Incentives for ambition

Wherever you look in the Commission’s proposals, you recognize features from elsewhere in the EU’s constellation. The conditionality that is to be attached to the grants and loans, while it could be highly controversial — because some countries fear it will be used to deny them money — is not new. Conditionality has long been a feature of regional aid and other reform programs, albeit sometimes badly policed.

Yet for all the familiarity of individual elements, when they are put together, the Recovery Instrument, Next Generation EU and the 2021-2027 budget of €1.1 trillion do amount to something new and potentially revolutionary. If the Commission were to win the unconditional consent of the member countries, then in just a few years the EU would be transformed.

How? Because the EU would be pushing out a large amount of money in a short space of time. The emphasis on particular policy objectives — notably digital infrastructure and combating climate change — would represent a swift shift of emphasis unthinkable a few months ago.

Although the recovery fund is supposed to be just temporary, if it were to achieve its aims, it would change people’s perceptions of what the EU could do. If new forms of revenue were introduced, and administered without controversy, and the trend to contract the EU budget were reversed, then some of the poison would drain from the EU’s budget negotiations.

Above all, the Commission would have strengthened its position and recovered much of the legitimacy that it lost during the banking and sovereign debt crises.

The continued commercial belligerence of U.S. President Donald Trump is an incentive for the EU to stand together — and a disincentive to look elsewhere for multilateral solutions.

All of these are reasons why some member countries will hesitate to fall in line with von der Leyen’s proposals and with the Franco-German initiative that preceded them. Whatever the short-term pain of the coronavirus crisis, they may not consider that Europe’s economic recovery necessitates giving the Commission a shot of growth-hormone.

They may prefer to maintain their jealous controls of the EU’s purse-strings rather than set a precedent for new own resources. The habit of the European Council is to scale back ambition — to dilute and delay.
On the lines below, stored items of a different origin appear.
Issue #1406, opened 2025-06-24
Broken system configuration with standard libraries in version 3.0.0


mx990:
There are multiple problems in the system configuration with standard libraries in version 3.0.0, since the latter moves several core types into packages.

1. When creating a new device, the `EMB_RES` resource is not added automatically:
  - with version 1.0.0:
    ![Image](https://github.com/user-attachments/assets/3fa2c413-34c0-4f57-a615-33241ca90ba7)
  - with version 3.0.0:
    ![Image](https://github.com/user-attachments/assets/61681fb3-eb3c-4612-aa31-c2b13da45d9a)

2. After manually adding the `EMB_RES` resource, the type for the default `E_RESTART` block is not found:
  - with version 1.0.0:
    ![Image](https://github.com/user-attachments/assets/08efc4e0-423f-4a9a-8b3b-295846cfc59a)
  - with version 3.0.0:
    ![Image](https://github.com/user-attachments/assets/dbae84b8-1a4d-4f04-8ae6-e6560ede231d)

mx990:
It seems the first problem is caused by hard-coded resource type names in https://github.com/eclipse-4diac/4diac-ide/blob/bf0e8df5108cb6298e21f4aa22cf2fa9aaf0b592/plugins/org.eclipse.fordiac.ide.systemconfiguration/src/org/eclipse/fordiac/ide/systemconfiguration/commands/DeviceCreateCommand.java#L131-L136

That said, some circumstances are in the Commission’s favor. The fragility of the European economy is an incentive to be ambitious: Governments, industrial sectors and individuals are desperate for help.

The continued commercial belligerence of U.S. President Donald Trump is an incentive for the EU to stand together — and a disincentive to look elsewhere for multilateral solutions. The departure of the United Kingdom is a clear blessing: Much of this would not even have been attempted if a British veto were possible.

If von der Leyen can maintain the support of French President Emmanuel Macron and German Chancellor Angela Merkel, then she has a chance of achieving a revolution by conservative means.